Duchess Park was in decline as an inner-city school when the district decided in the late 1980s to make it the site of the French immersion high school program, which gave kids the opportunity to get around catchment barriers and play for the Condors because it was choice school that offered a specialized program.

“Our enrolment at Duchess was really starting plummet and our catchment was aging out,” she said. “D.P. Todd and College Heights were getting full because that’s where the development was and PGSS was pretty full at the time, too, and they wanted it in the Bowl, so it was either us or PGSS.

“I know people have complained (about the stacked Duchess teams) but it was a legit process.”

Prince George teachers went on strike a few times during her career and they were off the job for five weeks in 2014, in a work stoppage that ate into two school years. Rather than gripe about having to walk the picket line, Louise took the opportunity to get to know other teachers from different fields who she didn’t often meet. It was a chance put a positive spin on an unpleasant duty.

The pandemic years were hard on students and teachers and school teams suffered. The kids that started out as Grade 8s when the pandemic was first raging on are now this year’s graduating class. During the first year, when everybody was self-isolating being sequestered in small groups Louise taught them phys-ed for six weeks and didn’t see them again the rest of the semester. In 2021 the Condors played volleyball in empty gyms and were just about to start basketball season when the virus flared up again and the rate of infections rose, shutting them down again.

“We weren’t allowed to travel with the team and basketball got big-time impacted because it was winter,” she said. “We did exhibition games because we couldn’t have at tournament and the logistics of that was so stressful.”

As a coach, and through her affiliation with BC School Sports as president of the North Central District Athletic Association since 2012 and as athletic director at Duchess Park since 1992, Louise has had an influence in the way school sports are governed which has helped level the playing field for teams from outside of the population centres in the Lower Mainland and Victoria.

Teams from the north still have to travel a lot if they want to compete with the best of their provincial peers but the odds are quite as stacked against them as they once were. Each zone gets three votes in BCSS decisions.

“Back when I started doing it, you would get proxy votes from member schools and I would go down there with 15 proxy votes of the 28 schools we have in our zone, well somebody in the Lower Mainland would show up with 75 proxy votes, it was completely unbalanced,” she said.

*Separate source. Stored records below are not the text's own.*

Issue #238, opened 2015-01-03
Explain common terms like "copyright", "patent" and "license"


strugee:
Most people have a basic grasp of licensing-related stuff, but are hazy on the exact details of what the different terms mean. It would be nice if we could have a FAQ or something to explain all of it. I'd send a patch, but I'd like to solicit some feedback on what people think the exact format should be.

Here's a list of things we might want to put on such a page:
- "Copyright"
- "License"
- "Public Domain" (specifically the fact that waiving copyright law includes waiving your right to relicense, IIUC)
- "Patent" (especially since the distinction between a patent and a copyrighted work is lost on a lot of people)
- "Copyleft"
- Warranty disclaimers/liability (maybe?)

bhuga:
This is a good idea, but I'd like to hear your thoughts on two concerns I have:
- These words mean different things in different jurisdictions. Can we make a definition of "public domain" or "patent" that is meaningful for everyone without misrepresenting for at least some readers?
- How do we expose this information? I think the site would become a little muddy to read if every instance of the word "license" was a link to a glossary entry, but I also feel like a link on the front page wouldn't be very helpful. By the time you knew you needed a glossary, it'd be too late.

strugee:
> These words mean different things in different jurisdictions. Can we make a definition of "public domain" or "patent" that is meaningful for everyone without misrepresenting for at least some readers?

I think so? I'm not enough of an expert on non-US intellectual property law to say definitively, but I think if we make it general enough we can find a balance. E.g. "patent" could be defined as something along the lines of, "Something that places legal protections on ideas such that the law treats the patented idea similar to how it treats property. Patents " That blurb, while getting the main idea across, doesn't really say anything specific about the law.

Alternately, we could add a note stating that the definitions provided are based on U.S. IP law.

JeromSar:
I think it's also important to clarify several other terms which use the word "patent".
For example, the Apache license includes a so called "patent grant", but the term is never further explained. For me, this was confusing and raised several questions:
- What is a patent?
- Does my code automatically have a patent when I publish it?
- What happens when my license includes a patent grant?
- What is restricted if the license doesn't contain a patent grant?
- What is the difference between patents and copyright?

I think an explanation for some of these could be included in the popovers that appear at the right side of the screen when hovering over the different characteristics.

ionas:
distribution, installation, service should also be cleared.

waldyrious:
[...]

PR #396, opened 2016-04-24
Rework descriptions of 7 listed on /licenses

mlinksva:
- primarily functional
- drop self-naming
- minimize requiring significant understanding of other licenses or
  copyright
- should be excruciatingly bland for anyone who already knows the licenses
  well; newcomers shouldn't have to deal with baggage immediately

Probably a few more words should be added to the xGPLv3s about their
stronger patent terms.

Licenses not listed on /licenses could be described in similar style.

Suggestions and criticisms welcome!

### DIFF
--- a/_licenses/agpl-3.0.txt
+++ b/_licenses/agpl-3.0.txt
@@ -4,7 +4,7 @@ nickname: GNU AGPLv3
 redirect_from: /licenses/agpl/
 source: http://www.gnu.org/licenses/agpl-3.0.txt
 
-description: The GNU GPL family of licenses is the most widely used free software license and has a strong copyleft requirement. When distributing derived works, the source code of the work must be made available under the same license. GNU AGPLv3 is distinguished from GNU GPLv3 in that hosted services using the code are considered distribution and trigger the copyleft requirements.
+description: The license with the strongest conditions for preserving openness. Complete source code of licensed works and modifications, which include larger works using a licensed work, must be made available under the same license when distributed. Copyright and license notices must be preserved. Contributors provide an express grant of patent rights to users. Additionally, when a modified version is used to provide a service over a network, the complete source code of the modified version must be made available to users of the service.
 
 how: Create a text file (typically named LICENSE or LICENSE.txt) in the root of your source code and copy the text of the license into the file.
 
--- a/_licenses/agpl-3.0.txt
+++ b/_licenses/agpl-3.0.txt
@@ -4,7 +4,7 @@ nickname: GNU AGPLv3
 redirect_from: /licenses/agpl/
 source: http://www.gnu.org/licenses/agpl-3.0.txt
 
-description: The license with the strongest conditions for preserving openness. Complete source code of licensed works and modifications, which include larger works using a licensed work, must be made available under the same license when distributed. Copyright and license notices must be preserved. Contributors provide an express grant of patent rights to users. Additionally, when a modified version is used to provide a service over a network, the complete source code of the modified version must be made available to users of the service.
+description: Permissions of this strongest copyleft license are conditioned on making available complete source code of licensed works and modifications, which include larger works using a licensed work, under the same license when distributed. Copyright and license notices must be preserved. Contributors provide an express grant of patent rights to users. Additionally, when a modified version is used to provide a service over a network, the complete source code of the modified version must be made available to users of the service.
 
 how: Create a text file (typically named LICENSE or LICENSE.txt) in the root of your source code and copy the text of the license into the file.
 
--- a/_licenses/agpl-3.0.txt
+++ b/_licenses/agpl-3.0.txt
@@ -5,7 +5,7 @@ nickname: GNU AGPLv3
 redirect_from: /licenses/agpl/
 source: http://www.gnu.org/licenses/agpl-3.0.txt
 
-description: Permissions of this strongest copyleft license are conditioned on making available complete source code of licensed works and modifications, which include larger works using a licensed work, under the same license when distributed. Copyright and license notices must be preserved. Contributors provide an express grant of patent rights to users. Additionally, when a modified version is used to provide a service over a network, the complete source code of the modified version must be made available to users of the service.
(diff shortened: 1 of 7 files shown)


waldyrious:
It might be worth considering adding a "glossary" page describing terms like "copyleft", "permissive", etc. That way, more verbose descriptions (such as those introduced in this PR) need not be in the first sentence describing licenses, but we can instead use such jargon while linking to the appropriate entry in the glossary (or even showing the contents of the definition, if we ensure they're all sufficiently short, in a tooltip).

The more verbose descriptions could still remain, for those new to licensing, but we'd be able to provide a quick overview in the first sentence for reasonably license-savvy people.

mlinksva:
@waldyrious a glossary could be a good addition to the site; I've left #238 open for that purpose.

I had hoped to avoid using the terms 'copyleft', 'permissive', and 'public domain' entirely in part because they help people mistake commitment for savviness,  but in c208a53 they are included. Better?

waldyrious:
:+1:, although ideally those terms would have links to the glossary. I've added a comment on #238 to help keep that in mind.

_licenses/agpl-3.0.txt
```diff
@@ -4,7 +4,7 @@ nickname: GNU AGPLv3
 redirect_from: /licenses/agpl/
 source: http://www.gnu.org/licenses/agpl-3.0.txt
 
-description: The GNU GPL family of licenses is the most widely used free software license and has a strong copyleft requirement. When distributing derived works, the source code of the work must be made available under the same license. GNU AGPLv3 is distinguished from GNU GPLv3 in that hosted services using the code are considered distribution and trigger the copyleft requirements.
+description: Permissions of this strongest copyleft license are conditioned on making available complete source code of licensed works and modifications, which include larger works using a licensed work, under the same license when distributed. Copyright and license notices must be preserved. Contributors provide an express grant of patent rights to users. Additionally, when a modified version is used to provide a service over a network, the complete source code of the modified version must be made available to users of the service.
```
benbalter: I wouldn't assume the reader knows what "copyleft" is.

>  which include larger works using a licensed work

This reads a bit like legalese to me. There's traditionally been a conflict between completeness / thoroughness and readability. When possible to still be accurate, we've erred on the site of readability. The idea being, that the target user for the site is a first-or-second time project creator, who's just looking to license their project (e.g., coming from the dropdown on .com), and we should optimize for their 80% use case. Yes, there will be edges that won't be 100% accurate or fleshed out, but we're not trying to solve for every possible licensing concern, or write the canonical treatise on open source licensing. We're trying to help the user choose a license for their project.

benbalter: Put another way, our approach has historically been closer to [explain like I'm five](https://www.reddit.com/r/explainlikeimfive/) than to explain-like-I'm-about-to-go-to-court.

mlinksva: re expectation of knowing what "copyleft" is; I agree! But it's always been on the [home page](http://web.archive.org/web/20130716093023/http://choosealicense.com/) which I think is far more important to be understandable. Suggestions welcome on how to get rid of it from either or both places.

On the bit like legalese bit, I agree. But it's hard to distinguish between licenses with some degree of accuracy without sounding like that. But I'd love to improve it. I think the main mitigation is that most users shouldn't get to /licenses, they should select one of the licenses on the home page, and among those the distinctions are more stark, so one can be accurate and very high level.

I've heard the phrase explain to me like I'm 5 before but never looked at a site dedicated to the concept. Not sure the reddit succeeds. I'd love to see proposed explanations of the main licenses as if reader were 5. Of the current descriptions, I'd say only MIT comes close, and that description has by far the easiest time of it (yet I don't know what "proper attribution" means). I think I'll open an issue with that challenge.

Finally I think there's some value in having an accurate and brief summary of each license even if it reads a bit like legalese, as those details matter and are really hard to extract through cultural osmosis or even just reading a license. But possibly that should be different from the description, especially if we had EILI5 descriptions.

benbalter: By all means, I'm not suggesting we should assume our reader is actually five (or write as if they were), but likewise, we shouldn't assume that the reader absolutely needs an accurate and complete summary, or that they have the patience/stomach to grok through legalease. 

We should be comfortable being a little wrong if it means making things easier for the vast majority of users. Our job is to absorb at least some of that complexity on behalf of the reader and find a happy medium (where on that continuum we land is obviously up to you, but I think we can both agree that both 100% accurate/complete and 100% readable - the two extremes - are not good goals to strive for).

> as those details matter

They do for the edge cases, but do they for 50% of users? [80%?](http://ben.balter.com/2016/03/08/optimizing-for-power-users-and-edge-cases/) 90%?

mlinksva: Actually I do think 100% accuracy is a worthy goal. But I'm willing to drop _lots_ of precision in the interest of readability. The text in this PR can be whittled down in that direction, I'll work on it some more.

Anything not on the home page is an edge case. I'd like the home page to work for 80%+.

_licenses/mpl-2.0.txt
```diff
@@ -3,7 +3,7 @@ title: Mozilla Public License 2.0
 redirect_from: /licenses/mozilla/
 source: https://www.mozilla.org/media/MPL/2.0/index.txt
 
-description: The Mozilla Public License (MPL 2.0) is maintained by the Mozilla foundation. This license attempts to be a compromise between the permissive BSD license and the reciprocal GPL license.
+description: Permissions of this weak copyleft license are conditioned on making available source code of licensed files and modifications of those files under the same license (or in certain cases, the GNU AGPLv3, GPLv2, LGPLv2.1, or later versions of those licenses) when distributed. Copyright and license notices must be preserved. Contributors provide an express grant of patent rights to users. However, a larger work using work may be distributed under different terms and without source code for other files the larger work.
```
Zimmi48: I very much agree with this rewording. (Previous wording did not carry at all the meaning of MPL 2.0.)

Maybe `(or in certain cases, the GNU AGPLv3, GPLv2, LGPLv2.1, or later versions of those licenses)` could be shortened. For instance, to `(or in certain cases, under a license of the GNU family)`.

The last sentence has some language mistakes. I would correct it to `However, a larger work using the licensed work may be distributed under different terms and without source code for the files added in the larger work.`

mlinksva:
Removed some mostly unnecessary words. I'm going to go ahead and merge now as this is a big improvement in accuracy and consistency over what's on the site now, but I admit it isn't completely ideal. Further improvements _very_ welcome in the direction of _more friendly/basic/just less legalese-esque words while still being conceptually accurate_.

“So the new governance model is the bigger picture of educators understanding what school sports can bring to everybody. It’s a lot more global, a lot more perspective on why school sports are important for everybody, not just the one going on to Division 2 scholarship.”

In May, Louise received the 2024-25 BC School Sports Honour Award, the highest distinction BCSS can bestow on an individual, for her decades of dedication to school sports as a coach, administrator and tournament organizer.

She knows she’s made an impact on many of the students she’s coached, even some of the ones who had absolutely no interest in sports who she helped convince to show up every day for gym class.

“Kids can rise up to any bar that you set for them, and I believe we can help them learn so many things that are bigger than the sport” said Louise. “I hope that besides the X’s and O’s of basketball that I’ve helped them learn stuff about themselves, pushed their limits, and have taught them things that will stand them in good stead the rest of their life.”

Louise, 58, and Dave, 60, have a trip to Mexico planned for November and are looking forward to having flexibility in their schedules. They want to play more golf or pickleball or some other physical activity or spend some time with seniors. Louise plans to go back coaching the senior girls at Duchess Park and they will both continue running the city basketball championships.

“It’s my happy place,” she said. “I wouldn’t have stuck to it all this time if it wasn’t.”